## [INFORMATION SHOWN]
PR #3769, opened 2021-11-09
Higher resolution thumbnails

### LINKED ISSUE #3239: High resolution thumbnails addon

Scratch's website embeds a variety of bitmap thumbnails across the site: user profile pictures and project/studio covers are the main ones. Generally, Scratch aims not to waste users' internet data, so the images are actually thumbnails, hard-coded to (approximately) the portion of the screen the image will actually take up. But for some people, data usage isn't a significant issue, and their screens display at a higher resolution than the images were intended to be seen at! This leaves blurry/pixelly images that are a bit of a sore to look at, and miss out on a lot of the original detail.

(Retina/high-DPI screens are the biggest example since they're automatically using 4x the pixels to display as Scratch expects, so images look like your resolution's just a normal non-retina display for the most part. Personally, I don't have a retina display, but I usually have browser pages zoomed 120-150%, because I have bad eyesight and like reading to be easy instead of terrible. :P That means images are scaled up too though, so I get blurry images as well.)

An addon which automatically updates the source URLs for images to a higher resolution would be very nice! Just hardcoding to 2x the default dimensions (so 4x pixels) would be plenty I think, though a slider to let the user pick could be cool too. (Some people probably only need 1.2x or so for example, while others could use higher if they zoom in a lot.)

It should definitely have a warning that clearly shows it'll use more data to load images too, though. (I haven't actually fact-checked this but I'd guess it's probably exponential, so 3x upscale would be a way bigger file than 2x, which itself is already significantly larger than the default 1x?)

Honestly, there aren't any good alternatives I can think of besides just looking at blurry images. Which is fine, but suboptimal, and something an addon could do well. :P

I guess one alternative is badgering the Scratch Team to do bigger thumbnails, or spooky dynamic image loading :ghost:, themselves, but they probably won't because the data impact is too big (on both users' data plans and the ST's own CDNs) and the code could be too risky to publish to millions of active users. It'd work better as an addon because then users can choose to opt into high-res thumbnails themselves, with an understanding of data usage consequences.

### Additional context

Oh wait one more alternative is always using the site at 100% zoom on non-retina displays.

Except that's bad because then I can't see.

:shipit:

towerofnix:
Resolves #3239.

### Changes

Adds a new addon, "Higher resolution thumbnails"! This includes two primary features:

- Increase resolution of thumbnails embedded across the site. This works dynamically as images are added to the page (e.g. when a reply box is created) and takes into account lazy loading too.
- Fix thumbnails which are initially loaded at a lower resolution than they are actually displayed at (fixing blurry embeds even at 100% zoom and no high DPI/retina).

Here's the settings pane (with default values), including a warning notice about data usage:

hi-res-thumb-settings

Probably on most connections/data plans, extra usage from larger thumbnails is hardly an issue, but I thought it still worth pointing out.

### Reason for changes

Things look better! :sparkles: 

Examples (click image to see at original screenshot resolution):

*User avatar in messages, 150% zoom, addon disabled:*

old-thumb

*User avatar in messages, 150% zoom, 150% resolution scaling, "Fix initially low-res thumbnails?" checked:*

new-thumb

<details><summary>MOAR EXAMPLES</summary>

*User avatar in reply box, 100% zoom, addon disabled:*

reply-low

*User avatar in reply box, 100% zoom, 100% (i.e. no) resolution scaling, "Fix initially low-res thumbnails?" checked:*

reply-high

*User avatars in forum posts, 130% zoom, addon disabled:*

forum-low

*User avatars in forum posts, 130% zoom, 130% resolution scaling:*

forum-high

*Project thumbnails on user-subpage, 100% zoom, "More row items" addon set to 3 per row, hi-res addon disabled:*

3row-low

*Project thumbnails on user-subpage, 100% zoom, "More row items" addon set to 3 per row, 100% (i.e. no) resolution scaling, "Fix initially low-res thumbnails?" checked:*

3row-high

</details>

### Tests

Buncha manual testing :P

Thanks to @FunctionalMetatable in https://github.com/ScratchAddons/ScratchAddons/issues/3239#issuecomment-893326923 for putting together the general userscript outline!

Also, their example has code for thumbnails from uploads.scratch.mit.edu I think, but I'm not exactly sure where that URL pattern appears on the site? Input and further thumbnail locations worth watching out for would be appreciated!


addons/hi-res-thumbnails/userscript.js
```diff
@@ -0,0 +1,77 @@
...
+
+        // Use greater of both scales to choose the dimension which needs the most
+        // scaling and to maintain the ratio between the rendered and loaded
+        // dimensions.
+        const scale = Math.max(rect.width / width, rect.height / height);
+
+        if (scale > 1) {
+          width *= scale;
+          height *= scale;
+        }
```
towerofnix, line 44: One point of discussion re: implementation of this resolution fix: maybe it makes sense to *down*scale images which are by default loaded in at a higher resolution than they're actually displayed at? (Before applying the user-specified multiplier, of course.)

The main example I found of this is on the new studio pages, where for some reason thumbnails are loaded at 480x360, even though they're displayed at only about 217x203 in CSS pixels on a 1920p screen. This addon would actually save a little data usage if you set the res setting to 100% and had this fix enabled, then, because it would fetch the images at 217x203 instead of 480x360!

Although apparently, studio thumbnails load a higher res because the rendered size is semi-flexible, i.e. at thinner displays (e.g. by shrinking the window) it'll only show two projects per row, and this can get the thumbnails to around 345x260 CSS pixels. Still less than 480x360, though not by as much. Just the same, it points out a flaw with downscaling to the rendered size: if the image later dynamically *expands*, it'll look lower resolution than the original developers were giving excess dimensions as a way of intentionally allowing for!

addons/hi-res-thumbnails/userscript.js
```diff
@@ -0,0 +1,77 @@
+export default async function ({ addon, console }) {
+  const DEBUG = true;
```
towerofnix, line 2: oops

addons/hi-res-thumbnails/userscript.js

## [DIRECTIONS FOR THIS TASK]
The reply should consist of a single number: how many lines in the listing contain the word "messages".

## [EXERCISE SOLUTION]
2